# Dishwasher Water Temp



## Janet (Jul 29, 2008)

I just purchased a Kenmore Dishwasher (Model 665 1359K600-made by Whirlpool) and contrary to the users manual, it does not heat the water to 140 F while in "Hi Temp Wash" mode. At best, the temperature only goes up to 118 F. The users manual recommends that water be 120F as it enters the washer--->mine is not and since I'm in a condo, I've no way of controlling that. 

I purposely purchased this machine because the old one didn't heat the water at all and my glasses were coming out cloudy. Though marginally better, I'm still not satisfied with the results from this one. I have a rinse aid, I've tried different detergents and adjusting the amounts. The water hardness is 11 grains.

Has anyone else had this experience? Does anyone have any suggestions (or better yet, some magic tricks) or is this a lost cause?

I've put a call out to Sears, but they can't come until next week.


----------



## Yoyizit (Jul 11, 2008)

My Kenmore owner's manual suggested something I've not seen elsewhere. 
Before the cycle begins you run hot water from the nearest faucet so when the dishwasher fills at the beginning of a new cycle, the water is already hot.
But, our Kenmore doesn't have the problem.

We had the "cloudy problem" with our KitchenAid DW, and it did all the preheating and such. This symptom was not mentioned in the factory service manual that I bought for this machine. We never solved it. Maybe it was hard water, but our Kenmore is not doing this.

Maybe it was a problem with the water supply and it has been fixed. They started adding orthophosphate to the water to prevent pinhole leaks in copper pipes; maybe the symptom and the additive are related.

Your water company might be able to help you with this, free of charge, if you contact them. They have an interest in the purity of the water, so they might even analyze what this film on the glassware is, for you.


----------



## Janet (Jul 29, 2008)

Thanks for the tip vis a vis running the water before starting the washer...unfortunately I've already tried that and it doesn't work.

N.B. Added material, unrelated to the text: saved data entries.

PR #383, opened 2024-02-13
no stub: <insert TLC song>

zimbatm:
This feature was introduced in
https://github.com/NixOS/nixpkgs/pull/269551 and is mostly useful for
servers.

Saves around 80MiB of evaluation on x86_64 due to the extra i686 nixpkgs
instance.

### DIFF
--- a/nixos/server/default.nix
+++ b/nixos/server/default.nix
@@ -1,89 +1,95 @@
 # A default configuration that applies to all servers.
 # Common configuration accross *all* the machines
-{ pkgs, lib, ... }:
+{ options, pkgs, lib, ... }:
 {
 
   imports = [
     ../common
   ];
 
-  # List packages installed in system profile.
-  environment.systemPackages = map lib.lowPrio [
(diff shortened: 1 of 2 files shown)


nixos/server/default.nix
```diff
@@ -1,89 +1,95 @@
...
-      # it will forcefully reboot the system.
-      runtimeTime = "20s";
-      # Forcefully reboot if the final stage of the reboot
-      # hangs without progress for more than 30s.
-      # For more info, see:
-      #   https://utcc.utoronto.ca/~cks/space/blog/linux/SystemdShutdownWatchdog
-      rebootTime = "30s";
+  config = {
+    # List packages installed in system profile.
+    environment.systemPackages = map lib.lowPrio [
```
zowoq, line 12: Since this change these packages aren't installed?

zimbatm: I just checked and it looks like it's the case, but I'm unsure why.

As for the glasses, it's not so much that they're cloudy, it's simply that they don't get altogether clean (I like to drink coffee out of clear mugs and the 'rings' left by the coffee don't come out) and I'm thinking that's because the water isn't getting hot enough. 

In part, what I'm wondering, is whether the service people can somehow tweak the machine to heat the the water more? Also, I'm wondering whether the machine is a lemon or whether it was never designed to work with water below 120F?


----------



## Yoyizit (Jul 11, 2008)

Janet said:


> and the 'rings' left by the coffee don't come out)
> whether the service people can somehow tweak the machine to heat the the water more?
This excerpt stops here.